When musicians discuss timbre, they often do so using vocabulary that speaks to stimuli other than audial. Conductors will ask for a sound that’s “brighter,” “darker,” “warmer,” or “sweeter.” Teachers wonder if you can “color” a note, and coaches will suggest that a syllable or word could benefit from a “whiter” sound. We use these conflicting cues because we don’t have a good solid vocabulary for talking about sound. Hearing is nebulous for most of us; it’s something we do unconsciously right from birth.
But for some, hearing is also seeing. Or tasting. Or any combination of things. Synesthesia is a term meaning “union of the senses” and it refers to a condition in which a person has an atypical response to a stimulus. This can manifest itself in many ways. Someone can see colors and shapes when they hear a sound, or even experience taste sensations when they hear a certain musical note. Their numbers or days of the week might have certain “personalities,” or they may see colors and shapes when looking at alphanumeric letters.
I have a type of synesthesia where I associate certain colors with numbers and letters. For example, my numbers look something like this: 0 1 2 3 4 5 6 7 8 9
It is as trippy for me to look at black type and try to imagine I’m seeing only black, as it probably is for a person without color synesthesia to imagine seeing an array of colors.
For purposes of looking at timbre, I find sound/color synesthesia to be the most interesting. This is the type where people see colors (and colored shapes) with certain sounds. There have been many composers throughout history with this type of synesthesia, and I think it is particularly fascinating to look at their music with this in mind, as if offers a unique look into the way someone else perceives the world.

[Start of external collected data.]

PR #2270, opened 2026-06-24
fix(agent): strip reasoning parts before forced "done" re-submission

filip-michalsky:
# why

Root-cause fix for **STG-2335**: a non-CUA `agent.execute()` that uses a custom tool reports a **successful** run as `{ success: false }`, with a red `Invalid prompt: messages must be a ModelMessage[]` error logged **after** all the work already completed.

After the main agent loop finishes, `ensureDone()` runs a forced "done" finalization (`handleDoneToolCall`) that re-submits the accumulated run history into a fresh `generateText` call. The main loop never re-validates accumulated tool results — but this re-submission does. When a custom tool returns an optional field left `undefined` (e.g. `captureField` returning `{ matchedExpected: undefined }` when no `expectedText` is passed), that `undefined` lands inside a tool-result `output.value`, and the AI SDK's `ModelMessage` validation (`standardizePrompt`) rejects it — its JSON-value schema disallows `undefined`. Finalization throws, flipping the result to `{ success: false }` even though every action succeeded.

PR #2269 patched the symptom (wrap finalization in `try/catch` and force `state.completed = true`). This PR fixes the actual defect instead.

> [!NOTE]
> The original "reasoning traces" hypothesis was ruled out empirically — reasoning parts come back with a valid `text: ""` and pass validation. The `undefined` tool-result field is the real trigger.

# what changed

- Added `sanitizeMessagesForResubmission()` in `handleDoneToolCall.ts`, which deep-strips `undefined` from the run history before the forced "done" call. Only plain objects/arrays are traversed, so class instances (`URL`, typed arrays for binary image data, `Date`, …) pass through untouched.
- Reverted PR #2269's force-`completed=true` fallback in `v3AgentHandler.ts`, so genuine finalization failures fail loudly again instead of being masked.
- Added unit coverage in `agent-finalization-resilience.test.ts`.
- Added changeset.

# test plan

- [x] Unit — 4 tests against the real `ai` SDK: reproduces `InvalidPromptError` with an undefined tool-result field → fixed by `sanitizeMessagesForResubmission` → real content (reasoning / tool-call / text) preserved → class instances untouched. All pass.
- [x] End-to-end — `openai/gpt-5.5` + custom tool

  | Branch | Result |
  | --- | --- |
  | `main` | ❌ `success=false`, red `Invalid prompt` error |
  | this branch | ✅ `success=true`, `completed=true`, no error |


akeimach (approved):
fabulous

One particularly fascinating instance of synesthesia that was actually incorporated into a composer’s work can be found in the symphonic tone-poem, Prometheus, by Alexander Scriabin.
Scriabin was a Russian composer who lived from 1875 to 1915, and who is believed to have had synesthesia. Envisioned as a “symphony of sound,” his work Prometheus was also intended to be a “symphony of color-rays,” though it was conceived long before lighting technology had developed well enough to accommodate this. His was a revolutionary idea at the time and in my opinion, a brilliant one. Something that has always fascinated me about composition is the idea that we can hear sounds that these extraordinary composers heard in their minds before they immortalized them on paper. With Scriabin’s “color symphony,” we can not only hear what he heard, but also see what he saw in his mind’s eye.

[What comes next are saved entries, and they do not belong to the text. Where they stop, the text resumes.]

PR #2280, opened 2026-06-25
[STG-2407] fix(cli): honor BROWSERBASE_API_KEY passed to an already-running daemon

shrey150:
## TL;DR

`BROWSERBASE_API_KEY=xxx browse open <url> --remote` was **silently ignored** when the driver daemon was already running, so the CLI kept printing `Missing BROWSERBASE_API_KEY`. The daemon froze a copy of `process.env` at spawn time and never saw the late key. Fix: the client now **forwards the key with every command**, and the daemon **threads it straight into the Stagehand session at init** — no restart, no `browse stop`, warm sessions untouched.

Closes STG-2407. Reported via the partner AX update (partner-2027dev, Jun 22); confirmed still live on `main`.

---

## Symptom

```console
$ browse open https://example.com --remote          # no key set → starts the daemon, fails
Missing BROWSERBASE_API_KEY

$ BROWSERBASE_API_KEY=bb_live_… browse open https://example.com --remote   # key set, SAME daemon
Missing BROWSERBASE_API_KEY                          # ❌ ignored — only `browse stop` + retry worked
```

This burns 3–4 retries per session and blocks the documented recover-after-interruption flow.

## Root cause

The CLI is a thin client that talks to a long-lived background **daemon** (which holds the warm browser session). The key never reached that daemon:

1. **Frozen env.** The daemon is spawned `detached` with `env: process.env` captured **once** at spawn time (`daemon/client.ts`). A key exported/inlined in a *later* shell never propagates to it.
2. **Key read daemon-side.** The remote session is created inside the daemon, which read `process.env.BROWSERBASE_API_KEY` *there* (`remote.ts` → `session-manager.ts`).
3. **Protocol carried no credentials.** Requests had no way to deliver a key to an already-running daemon (`daemon/protocol.ts`). Since `--remote` is explicit, the client never blocked on the key — so it happily started a doomed key-less daemon.
4. **Stale backoff.** A cached init-failure backoff (5s→60s) replayed the *old* "missing key" error even on an immediate retry.

## The fix

**Make the client the source of truth for the key; never trust the daemon's frozen env.**

```
 client (fresh env each call)                      daemon (long-lived)
 ────────────────────────────                      ───────────────────
 collectForwardedEnv()       ──{API_KEY}──▶        stash on session manager
   reads caller's env, over the owner-only socket    │
                                                     ▼  at init only:
                                                   remoteStagehandOptions(forwardedEnv)
                                                     └▶ new Stagehand({ apiKey })
                                                          (key's only home = live session;
                                                           never written back to process.env)
```

- **`daemon/forwarded-env.ts`** (new) — `collectForwardedEnv()` reads the caller's env; `forwardedEnvSignature()` is a secret-free `sha256` fingerprint used only to detect key changes.
- **`protocol.ts` / `client.ts`** — every `open`/`command` request carries the caller's `forwardedEnv`.
- **`server.ts` / `session-manager.ts`** — the daemon threads the forwarded key **into the Stagehand constructor at init**. It is **never written into the daemon's `process.env`**. When the fingerprint changes on a *cold* session, the stale init backoff is cleared so the retry runs immediately.
- **Warm sessions are untouched** — an already-initialized session returns early and keeps its browser; the key only matters at init.

> **Only the API key is forwarded.** The Browserbase backend infers the project from the key, so `BROWSERBASE_PROJECT_ID` isn't needed for session creation — verified end-to-end with no project id set anywhere. (A multi-project key pinning a non-default project via `BROWSERBASE_PROJECT_ID` is a rare edge; that still resolves from the daemon's own env, exactly as before.)

### Naming + drift guard (per review)

The mechanism is named generically as **forwarded env vars**, not "credentials" (`ForwardedEnv`, `collectForwardedEnv` / `applyForwardedEnv` / `forwardedEnvKeys`, request field `forwardedEnv`, module `daemon/forwarded-env.ts`). It stays a **curated allowlist** (today just `BROWSERBASE_API_KEY`) rather than the whole `process.env`, because: (1) `Object.assign`-ing the full env into an already-running daemon silently no-ops for anything its modules read at import; (2) the caller's env also holds the daemon's own operational vars (`PATH`/`HOME`/`BROWSE_DAEMON_DIR`), so forwarding it wholesale risks clobbering the daemon and can't represent an unset; (3) the driver path has no AI ops, so no model keys are ever read — the API key is the only env-delivered session input. A new test, `tests/daemon-forwarded-env-drift.test.ts`, fails if any new daemon-path `process.env` read is left uncategorized (forward vs daemon-local), so the allowlist can't silently drift.

<details>
<summary>Why thread into the constructor instead of writing <code>process.env</code>?</summary>

The key is read exactly once per session (at init); afterward the live `Stagehand` instance holds it. Writing it into the daemon's global env would leave a stray secret with no reader. Threading keeps the credential scoped to the session, and the change-detector is hashed so the raw key isn't kept in a second field. There's no perf cost — forwarding ~100 bytes is free next to cloud session creation; the only thing cached for speed is the warm session, which is independent of the key value.

**Rejected alternatives:** writing the key into the daemon's env (stray secret, one-way env accumulation); auto-restarting the daemon (kills warm sessions, racy); a mere actionable error (the ask is for it to *work*, not just guide).
</details>

## Security contract (local-only build)

`BROWSERBASE_API_KEY` must not appear in the CDP-only artifact. The forwardable-key *list* is capability-gated: `forwardedEnvKeys()` returns the key in the full build (`remote.ts`) and `[]` in `remote.disabled.ts`. `collectForwardedEnv` / `forwardedEnvSignature` iterate the received object's own keys, so they stay key-name-free. Net: the literal lives only in `dist/lib/driver/remote.js`, and `tests/local-only-build.test.ts` still passes.

## Testing

Local full build (`pnpm build`) of the code under review, real Browserbase key, exercising the exact repro against an already-running key-less daemon.

| Step | Command / flow | Result | Proves |
| --- | --- | --- | --- |
| 1 | Key-less `open … --remote` (spawns daemon) | `Missing BROWSERBASE_API_KEY` (daemon stays up) | Reproduces the stranded key-less daemon |
| 2 | Inline `BROWSERBASE_API_KEY=… open … --remote`, **same** daemon, **no project id anywhere** | ✅ `SUCCESS` — `"title": "Example Domain"`, `"url": "https://example.com/"` | The inline key reaches the running daemon (the fix); project inferred from the key |
| 3 | Warm reuse: `open https://www.iana.org --remote` | ✅ `SUCCESS` — `"Internet Assigned Numbers Authority"`, same `targetId` | Warm-session fast path preserved |
| 4 | `vitest` driver-foundation + remote-disabled + local-only + drift | ✅ 45 pass (4 files) | Unit coverage; asserts the key is **not** written to `process.env` |
| 5 | `tsc -p tsconfig.local-only.json` + local-only-build test | ✅ typecheck clean | Security contract held (no key name in CDP-only build) |
| 6 | `pnpm lint` | ✅ format + eslint + tsc clean | No regressions |
| 7 | Drift guard: inject an uncategorized `process.env.X` on the daemon path | ✅ test goes red with "forward vs daemon-local" guidance, green after revert | The guard is non-vacuous — a new daemon-path env read can't slip through |

## Follow-ups (not in this PR)

- **`browse open` ECONNREFUSED** (also AX-flagged): `sendDriverRequest` (`client.ts`) has no connect-retry, so a transient `ECONNREFUSED`/`ENOENT` (stale socket / daemon mid-shutdown) propagates raw. Couldn't reproduce under load — tracking separately rather than shipping unverified.
- **Fail-fast `--remote` guard** (defense in depth): make explicit `--remote` resolve the key client-side like `autoSelectRemoteTarget` already does, so a key-less first call fails fast instead of spawning a doomed daemon. Forwarding alone fixes the reported bug; the guard would just improve the first-call error.

### DIFF
--- a/packages/cli/src/lib/driver/daemon/forwarded-env.ts
+++ b/packages/cli/src/lib/driver/daemon/forwarded-env.ts
@@ -3,12 +3,12 @@ import { createHash } from "node:crypto";
 import { getRemote } from "../remote-binding.js";
 
 /**
- * Credentials the client forwards to a running daemon so that an inline or
+ * Env vars the client forwards to a running daemon so that an inline or
  * exported API key set *after* the daemon started is still honored.
  *
  * The daemon is a detached background process whose `process.env` is captured
  * once at spawn time. A key set on a *later* client invocation never reaches
- * that process on its own, so the client ships the relevant credentials over
+ * that process on its own, so the client ships the relevant env vars over
  * the (localhost, owner-only) driver socket with every command. The daemon
  * threads them straight into the Stagehand constructor at init — it never
  * writes them back into its own `process.env`, so the key's only home is the
@@ -21,36 +21,36 @@ import { getRemote } from "../remote-binding.js";
  * `remote.ts`. The signature side iterates the received object's own keys, so
  * it needs no key list and stays key-name-free.
  */
-export type ForwardedCredentials = Record<string, string>;
+export type ForwardedEnv = Record<string, string>;
 
-/** Collect the forwardable credentials that are set in the caller's env. */
-export async function collectClientCredentials(
+/** Collect the forwardable env vars that are set in the caller's env. */
+export async function collectForwardedEnv(
   env: NodeJS.ProcessEnv = process.env,
-): Promise<ForwardedCredentials | undefined> {
-  const keys = (await getRemote()).forwardedCredentialKeys();
-  const credentials: ForwardedCredentials = {};
+): Promise<ForwardedEnv | undefined> {
+  const keys = (await getRemote()).forwardedEnvKeys();
+  const forwardedEnv: ForwardedEnv = {};
   for (const key of keys) {
     const value = env[key];
     if (typeof value === "string" && value.length > 0) {
-      credentials[key] = value;
+      forwardedEnv[key] = value;
     }
   }
-  return Object.keys(credentials).length > 0 ? credentials : undefined;
+  return Object.keys(forwardedEnv).length > 0 ? forwardedEnv : undefined;
 }
 
 /**
- * Stable, secret-free fingerprint of a forwarded credential set, used only to
- * detect whether the caller's credentials changed between requests (so a cold
+ * Stable, secret-free fingerprint of a forwarded env set, used only to
+ * detect whether the caller's forwarded env changed between requests (so a cold
  * session can bust its cached init-failure backoff and retry with the new key).
  * Hashing keeps the raw key out of any retained field. Iterates the received
  * object's own keys — the client already filtered to the forwardable set — so
  * this carries no literal key names. Returns "" for an empty/absent set.
  */
-export function credentialSignature(
-  credentials: ForwardedCredentials | undefined,
+export function forwardedEnvSignature(
+  forwardedEnv: ForwardedEnv | undefined,
 ): string {
-  if (!credentials) return "";
-  const entries = Object.entries(credentials)
+  if (!forwardedEnv) return "";
+  const entries = Object.entries(forwardedEnv)
     .filter(([, value]) => typeof value === "string" && value.length > 0)
     .sort(([a], [b]) => (a < b ? -1 : a > b ? 1 : 0));
   if (entries.length === 0) return "";
--- a/packages/cli/src/lib/driver/daemon/server.ts
+++ b/packages/cli/src/lib/driver/daemon/server.ts
@@ -132,6 +132,7 @@ async function handleLine(
 
   try {
     if (request.type === "open") {
+      manager.applyForwardedCredentials(request.credentials);
       await writeResponse(socket, {
         data: await manager.execute("open", {
           timeoutMs: request.timeoutMs,
@@ -145,6 +146,7 @@ async function handleLine(
     }
 
     if (request.type === "command") {
+      manager.applyForwardedCredentials(request.credentials);
       await writeResponse(socket, {
         data: await manager.execute(request.command, request.params),
         id: request.id,
--- a/packages/cli/src/lib/driver/daemon/server.ts
+++ b/packages/cli/src/lib/driver/daemon/server.ts
@@ -132,7 +132,7 @@ async function handleLine(
 
   try {
     if (request.type === "open") {
-      manager.applyForwardedCredentials(request.credentials);
+      manager.applyForwardedEnv(request.forwardedEnv);
       await writeResponse(socket, {
         data: await manager.execute("open", {
           timeoutMs: request.timeoutMs,
@@ -146,7 +146,7 @@ async function handleLine(
     }
 
     if (request.type === "command") {
-      manager.applyForwardedCredentials(request.credentials);
+      manager.applyForwardedEnv(request.forwardedEnv);
       await writeResponse(socket, {
         data: await manager.execute(request.command, request.params),
         id: request.id,
--- a/packages/cli/src/lib/driver/session-manager.ts
+++ b/packages/cli/src/lib/driver/session-manager.ts
@@ -8,9 +8,9 @@ import {
 import { executeDriverCommand } from "./commands/registry.js";
 import type { DriverCommandName } from "./commands/types.js";
 import {
-  credentialSignature,
-  type ForwardedCredentials,
-} from "./daemon/credentials.js";
+  forwardedEnvSignature,
+  type ForwardedEnv,
+} from "./daemon/forwarded-env.js";
 import { DriverError } from "./errors.js";
 import { discoverLocalCdp } from "./local-cdp-discovery.js";
 import { NetworkCapture } from "./network-capture.js";
@@ -71,8 +71,8 @@ export class DriverSessionManager {
 
   private consecutiveInitFailures = 0;
   private context: DriverContext | null = null;
-  private lastCredentialSignature: string | null = null;
-  private pendingCredentials: ForwardedCredentials | undefined;
+  private lastForwardedEnvSignature: string | null = null;
+  private pendingEnv: ForwardedEnv | undefined;
   private initFailure: InitFailure | null = null;
   private initPromise: Promise<void> | null = null;
   private refMaps: RefMaps = emptyRefMaps();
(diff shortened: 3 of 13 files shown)


packages/cli/src/lib/driver/session-manager.ts
```diff
@@ -90,6 +95,31 @@ export class DriverSessionManager {
...
+   * untouched. When the credentials change *before* a successful init (the
+   * common case: a first key-less `open` failed, then a key is supplied), clear
+   * the cached init failure and backoff so the retry runs immediately with the
+   * new key instead of replaying the stale missing-key error.
+   */
+  applyForwardedCredentials(
+    credentials: ForwardedCredentials | undefined,
+  ): void {
+    const signature = applyForwardedCredentials(credentials);
+    if (signature === this.credentialSignature) return;
```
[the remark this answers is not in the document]
shrey150: **Triage (not auto-fixing — design judgment needed):**

Cubic identified by cubic is right that the sync is one-way:  only sets present keys, never deletes. However this is intentional design: the PR solves the case where a key is *added* inline after the daemon started (the AX-reported bug). Propagating key *removals* is a separate, rarely-needed behavior that would require the client to send a "delete this key" signal (or the full forwardable key list so the daemon can diff). Implementing it here would: (1) require the daemon to know which keys are forwardable (violating the security contract — key names must stay out of the apply-side), or (2) require the client to always send the full set including absent keys.

**Recommendation for Shrey:** Leave one-way sync as-is for this PR. If there's a real user-facing bug from key removal (unset env mid-session), track it as a follow-up. The credential-signature mechanism will detect the change and clear backoff on the next keyed attempt regardless.

packages/cli/src/lib/driver/daemon/forwarded-env.ts
```diff
@@ -0,0 +1,58 @@
...
+
+/** Collect the forwardable credentials that are set in the caller's env. */
+export async function collectClientCredentials(
+  env: NodeJS.ProcessEnv = process.env,
+): Promise<ForwardedCredentials | undefined> {
+  const keys = (await getRemote()).forwardedCredentialKeys();
+  const credentials: ForwardedCredentials = {};
+  for (const key of keys) {
+    const value = env[key];
+    if (typeof value === "string" && value.length > 0) {
```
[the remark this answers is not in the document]
shrey150: **Triage (not auto-fixing — design judgment needed):**

Cubic (identified by cubic) has a point about the in-flight init race: if `init()` is running when credentials change, `applyForwardedCredentials` clears `initFailure`/`consecutiveInitFailures`, but the in-flight `initPromise` is still pending. When that in-flight init *fails* (e.g. with the old key), it increments `consecutiveInitFailures` back to 1 and sets a new 5s backoff — so the backoff is not fully avoided in this race window.

However: (1) This is narrow — credentials must change *during* an in-flight init. (2) The post-race backoff starts from 0 (only 5s) since `consecutiveInitFailures` was reset. (3) The main goal — clear cached failure and immediately retry when a key is supplied after a key-less failure — works correctly for the common sequential case.

**Recommendation for Shrey:** Real edge case but low severity (5s delay in a narrow race vs. the 5–60s delay the PR fixes). Safe to leave as a follow-up, or fix here if you want it fully airtight.

packages/cli/src/lib/driver/session-manager.ts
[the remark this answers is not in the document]
shrey150: Decision: accept as a low-severity follow-up — resolving. The fix clears the stale 5–60s init backoff for the common sequential path (the actual reported bug). The flagged window is only when credentials change *during* an in-flight `init()`; there the failing in-flight promise re-arms a single 5s backoff that self-heals on the next retry — far short of the 5–60s this PR eliminates. Not worth complicating the credential-apply path for that edge; noting it as a minor follow-up.

packages/cli/src/lib/driver/daemon/forwarded-env.ts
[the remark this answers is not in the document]
shrey150: Decision: intentional / won't-fix — resolving. This PR targets key *addition* to a running daemon (the reported bug), and switching keys also works since apply overwrites. The only gap is *removal* — a client that unsets a key won't make the daemon forget the prior value. Propagating removals cleanly would require the daemon to know the forwardable key list (breaking the local-only/CDP build's key-name-free contract enforced by `local-only-build.test.ts`) or a per-command "absent keys" signal. Narrow edge (unsetting a key mid-daemon-life), low impact — tracking as a follow-up if it ever bites.

packages/cli/src/lib/driver/daemon/server.ts
```diff
@@ -145,6 +146,7 @@ async function handleLine(
     }
 
     if (request.type === "command") {
+      manager.applyForwardedCredentials(request.credentials);
```
pirate: should this be generic like `manager.applyUpdatedEnvVars(request.env)` or something?

packages/cli/tests/driver-foundation.test.ts
```diff
@@ -933,6 +937,102 @@ describe("driver foundation", () => {
...
     );
   });
+
+  it("collects forwardable credentials from the caller's env", async () => {
+    // Only the API key is forwarded; the project is inferred from the key.
+    await expect(
+      collectClientCredentials({
+        BROWSERBASE_API_KEY: "client-key",
+        BROWSERBASE_PROJECT_ID: "client-project",
+        UNRELATED: "ignored",
```
pirate, line 947: any particular reason to ignore caller env vars? wouldnt users expect all env vars to apply if they dont know about the internal daemon architecture?

pirate (approved):

packages/cli/src/lib/driver/daemon/server.ts
shrey150: yeah I like that naming better

shrey150: Done — renamed the whole mechanism `credentials → forwardedEnv`: type `ForwardedEnv`, `collectForwardedEnv` / `applyForwardedEnv` / `forwardedEnvKeys`, request field `forwardedEnv`, and the module is now `daemon/forwarded-env.ts`. One deliberate diff from `request.env`: the payload stays a curated allowlist (today just `BROWSERBASE_API_KEY`), not the whole environment — reasoning in the thread below / PR body. Addressed in afbd3a9e2.

packages/cli/tests/driver-foundation.test.ts
shrey150: For the record — implemented in afbd3a9e2: kept a curated allowlist (just `BROWSERBASE_API_KEY` today) rather than forwarding the full env. Three reasons, per our chat: (1) `Object.assign`-ing the whole env into an already-running daemon silently no-ops for anything read at import (proxy/TLS/etc.) — false transparency; (2) the caller env also carries the daemon's own operational vars (`PATH`/`HOME`/`BROWSE_DAEMON_DIR`), so wholesale forwarding risks clobbering the daemon and can't represent an unset; (3) the driver path has no AI ops (the one `stagehand.act` is deterministic selector/method), so no model keys are ever read. Added `tests/daemon-forwarded-env-drift.test.ts` so any new daemon-path env read fails CI until consciously categorized.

There are (for obvious reasons) not a lot of great videos on YouTube that showcase both the audio and visual aspects of this work, but I’ve included a recording that originated as a graduate project on this work and it’s performance. The actual piece starts around 9:43. I encourage you to watch and see how the lighting affects your perception of the piece!

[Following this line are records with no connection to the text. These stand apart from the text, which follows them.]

PR #340, opened 2017-09-04
Add implicit provisioning flag (via enum).

patrickvacek:
Doesn't actually do much yet! (Doesn't really need to, either.) The files in the implicit subdirectory are just unpacked from tests/test_data/cred.p12 at the moment.


OYTIS:
Great. I was wondering if we want provisioning method to be set explicitly in the sota.toml, but that is the change we can introduce later anyway.

patrickvacek:
@OYTIS Agreed. For now, it is dependent on provision_path being set, but it would be trivial to make it something set independently.

PR #341, opened 2017-09-04
Extract device_id from the certificate

OYTIS:
As @christianhuggerATS pointed out, it's a pretty useless piece of code, we don't use device_id in the aktualizr. It might be convenient to have device_id accessible during the debugging though. If it needs to be merged is questionable.

### DIFF
--- a/src/uptane/initialize.cc
+++ b/src/uptane/initialize.cc
@@ -1,3 +1,5 @@
+#include <openssl/x509.h>
+#include <boost/scoped_array.hpp>
 #include <string>
 
 #include "bootstrap.h"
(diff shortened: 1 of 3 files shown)


patrickvacek:
I'm confused with what CI is doing. Looks like this branch doesn't have my implicit provisioning tests, and yet CI is failing on them. How is that even possible!?

OYTIS:
I think it merges the PR into target branch (master in this case) and runs tests for the resulting tree. I'll rebase and debug that.

patrickvacek:
Oh, of course. That makes more sense now. It should work after a rebase and clearing up the provision mode vs method duplication.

I think combining music and lighting in this way an amazing idea, and that colors absolutely enhance the way one can perceive a piece of music. Even though we are not all synesthetes, we all experience some degree of sensory-connectivity just simply in order to make sense of our world (imagine your surprise if a small cricket hopped out of the grass and instead of chirping, bellowed!). Performing music with specific colored-light cues could offer a whole new perspective on the piece. And taking any piece of music and having someone create a color-scape for it would prove an interesting collaboration that might draw people into the world of classical music. We already describe music in visual terms; could we use color to enhance/explain complicated music? Would it draw people in, or make them more receptive?